● **WHAT THE EXERCISE ASKS**: Every entry must be printed again exactly, with nothing left out.

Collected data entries
----------

PR #318, opened 2015-03-07
Support protocol v3 wire format

### LINKED ISSUE #176: Increase number of streams per connection (2.1)
Another 2.1 change is that clients can use more than the current 127 streams per connection, will be a nice little performance booster reusing connections more - https://issues.apache.org/jira/browse/CASSANDRA-7231

Zariel:
closes #176

### DIFF
--- a/conn.go
+++ b/conn.go
@@ -330,15 +330,20 @@ func (c *Conn) execSimple(op operation) (interface{}, error) {
 		// this should be a noop err
 		return nil, err
 	}
-	f.setLength(len(f)-headerProtoSize[c.version], c.version)
+
+	bodyLen := len(f) - headerProtoSize[c.version]
+	f.setLength(bodyLen, c.version)
 
 	if _, err := c.Write([]byte(f)); err != nil {
 		c.Close()
 		return nil, err
 	}
+
+	// here recv wont timeout waiting for a header, should it?
 	if f, err = c.recv(); err != nil {
 		return nil, err
 	}
+
 	return c.decodeFrame(f, nil)
 }
 
@@ -347,6 +352,7 @@ func (c *Conn) exec(op operation, trace Tracer) (interface{}, error) {
 	if err != nil {
 		return nil, err
 	}
+
 	if trace != nil {
 		req[1] |= flagTrace
 	}
@@ -360,7 +366,8 @@ func (c *Conn) exec(op operation, trace Tracer) (interface{}, error) {
 		req = append(req[:headerSize], frame(body)...)
 		req[1] |= flagCompress
 	}
-	req.setLength(len(req)-headerSize, c.version)
+	bodyLen := len(req) - headerSize
+	req.setLength(bodyLen, c.version)
 
 	id := <-c.uniq
 	req.setStream(id, c.version)
--- a/conn.go
+++ b/conn.go
@@ -21,9 +21,11 @@ import (
 	"time"
 )
 
-const defaultFrameSize = 4096
-const flagResponse = 0x80
-const maskVersion = 0x7F
+const (
+	defaultFrameSize = 4096
+	flagResponse     = 0x80
+	maskVersion      = 0x7F
+)
 
 //JoinHostPort is a utility to return a address string that can be used
 //gocql.Conn to form a connection with a host.
--- a/conn.go
+++ b/conn.go
@@ -389,6 +389,7 @@ func (c *Conn) exec(op operation, trace Tracer) (interface{}, error) {
 	if reply.err != nil {
 		return nil, reply.err
 	}
+
 	return c.decodeFrame(reply.buf, trace)
 }
 
@@ -683,13 +684,14 @@ func (c *Conn) decodeFrame(f frame, trace Tracer) (rval interface{}, err error) 
 		}
 	}()
 
-	if len(f) < headerProtoSize[c.version] {
-		return nil, NewErrProtocol("Decoding frame: less data received than required for header: %d < %d", len(f), headerProtoSize[c.version])
+	headerSize := headerProtoSize[c.version]
+	if len(f) < headerSize {
+		return nil, NewErrProtocol("Decoding frame: less data received than required for header: %d < %d", len(f), headerSize)
 	} else if f[0] != c.version|flagResponse {
 		return nil, NewErrProtocol("Decoding frame: response protocol version does not match connection protocol version (%d != %d)", f[0], c.version|flagResponse)
 	}
 
-	flags, op, f := f[1], f.Op(c.version), f[headerProtoSize[c.version]:]
+	flags, op, f := f[1], f.Op(c.version), f[headerSize:]
 	if flags&flagCompress != 0 && len(f) > 0 && c.compressor != nil {
 		if buf, err := c.compressor.Decode([]byte(f)); err != nil {
 			return nil, err
--- a/conn.go
+++ b/conn.go
@@ -10,7 +10,9 @@ import (
 	"crypto/x509"
 	"errors"
 	"fmt"
+	"io"
 	"io/ioutil"
+	"log"
 	"net"
 	"strconv"
 	"strings"
@@ -88,7 +90,7 @@ type Conn struct {
 	r       *bufio.Reader
 	timeout time.Duration
 
-	uniq  chan uint8
+	uniq  chan int
 	calls []callReq
 	nwait int32
 
@@ -123,14 +125,17 @@ func Connect(addr string, cfg ConnConfig, pool ConnectionPool) (*Conn, error) {
 				return nil, errors.New("Failed parsing or appending certs")
 			}
 		}
+
 		mycert, err := tls.LoadX509KeyPair(cfg.SslOpts.CertPath, cfg.SslOpts.KeyPath)
 		if err != nil {
 			return nil, err
 		}
+
 		config := tls.Config{
 			Certificates: []tls.Certificate{mycert},
 			RootCAs:      certPool,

----------

● **WRITTEN RESPONSE**:
PR #318, opened 2015-03-07
Support protocol v3 wire format

### LINKED ISSUE #176: Increase number of streams per connection (2.1)
Another 2.1 change is that clients can use more than the current 127 streams per connection, will be a nice little performance booster reusing connections more - https://issues.apache.org/jira/browse/CASSANDRA-7231

Zariel:
closes #176

### DIFF
--- a/conn.go
+++ b/conn.go
@@ -330,15 +330,20 @@ func (c *Conn) execSimple(op operation) (interface{}, error) {
 		// this should be a noop err
 		return nil, err
 	}
-	f.setLength(len(f)-headerProtoSize[c.version], c.version)
+
+	bodyLen := len(f) - headerProtoSize[c.version]
+	f.setLength(bodyLen, c.version)
 
 	if _, err := c.Write([]byte(f)); err != nil {
 		c.Close()
 		return nil, err
 	}
+
+	// here recv wont timeout waiting for a header, should it?
 	if f, err = c.recv(); err != nil {
 		return nil, err
 	}
+
 	return c.decodeFrame(f, nil)
 }
 
@@ -347,6 +352,7 @@ func (c *Conn) exec(op operation, trace Tracer) (interface{}, error) {
 	if err != nil {
 		return nil, err
 	}
+
 	if trace != nil {
 		req[1] |= flagTrace
 	}
@@ -360,7 +366,8 @@ func (c *Conn) exec(op operation, trace Tracer) (interface{}, error) {
 		req = append(req[:headerSize], frame(body)...)
 		req[1] |= flagCompress
 	}
-	req.setLength(len(req)-headerSize, c.version)
+	bodyLen := len(req) - headerSize
+	req.setLength(bodyLen, c.version)
 
 	id := <-c.uniq
 	req.setStream(id, c.version)
--- a/conn.go
+++ b/conn.go
@@ -21,9 +21,11 @@ import (
 	"time"
 )
 
-const defaultFrameSize = 4096
-const flagResponse = 0x80
-const maskVersion = 0x7F
+const (
+	defaultFrameSize = 4096
+	flagResponse     = 0x80
+	maskVersion      = 0x7F
+)
 
 //JoinHostPort is a utility to return a address string that can be used
 //gocql.Conn to form a connection with a host.
--- a/conn.go
+++ b/conn.go
@@ -389,6 +389,7 @@ func (c *Conn) exec(op operation, trace Tracer) (interface{}, error) {
 	if reply.err != nil {
 		return nil, reply.err
 	}
+
 	return c.decodeFrame(reply.buf, trace)
 }
 
@@ -683,13 +684,14 @@ func (c *Conn) decodeFrame(f frame, trace Tracer) (rval interface{}, err error) 
 		}
 	}()
 
-	if len(f) < headerProtoSize[c.version] {
-		return nil, NewErrProtocol("Decoding frame: less data received than required for header: %d < %d", len(f), headerProtoSize[c.version])
+	headerSize := headerProtoSize[c.version]
+	if len(f) < headerSize {
+		return nil, NewErrProtocol("Decoding frame: less data received than required for header: %d < %d", len(f), headerSize)
 	} else if f[0] != c.version|flagResponse {
 		return nil, NewErrProtocol("Decoding frame: response protocol version does not match connection protocol version (%d != %d)", f[0], c.version|flagResponse)
 	}
 
-	flags, op, f := f[1], f.Op(c.version), f[headerProtoSize[c.version]:]
+	flags, op, f := f[1], f.Op(c.version), f[headerSize:]
 	if flags&flagCompress != 0 && len(f) > 0 && c.compressor != nil {
 		if buf, err := c.compressor.Decode([]byte(f)); err != nil {
 			return nil, err
--- a/conn.go
+++ b/conn.go
@@ -10,7 +10,9 @@ import (
 	"crypto/x509"
 	"errors"
 	"fmt"
+	"io"
 	"io/ioutil"
+	"log"
 	"net"
 	"strconv"
 	"strings"
@@ -88,7 +90,7 @@ type Conn struct {
 	r       *bufio.Reader
 	timeout time.Duration
 
-	uniq  chan uint8
+	uniq  chan int
 	calls []callReq
 	nwait int32
 
@@ -123,14 +125,17 @@ func Connect(addr string, cfg ConnConfig, pool ConnectionPool) (*Conn, error) {
 				return nil, errors.New("Failed parsing or appending certs")
 			}
 		}
+
 		mycert, err := tls.LoadX509KeyPair(cfg.SslOpts.CertPath, cfg.SslOpts.KeyPath)
 		if err != nil {
 			return nil, err
 		}
+
 		config := tls.Config{
 			Certificates: []tls.Certificate{mycert},
 			RootCAs:      certPool,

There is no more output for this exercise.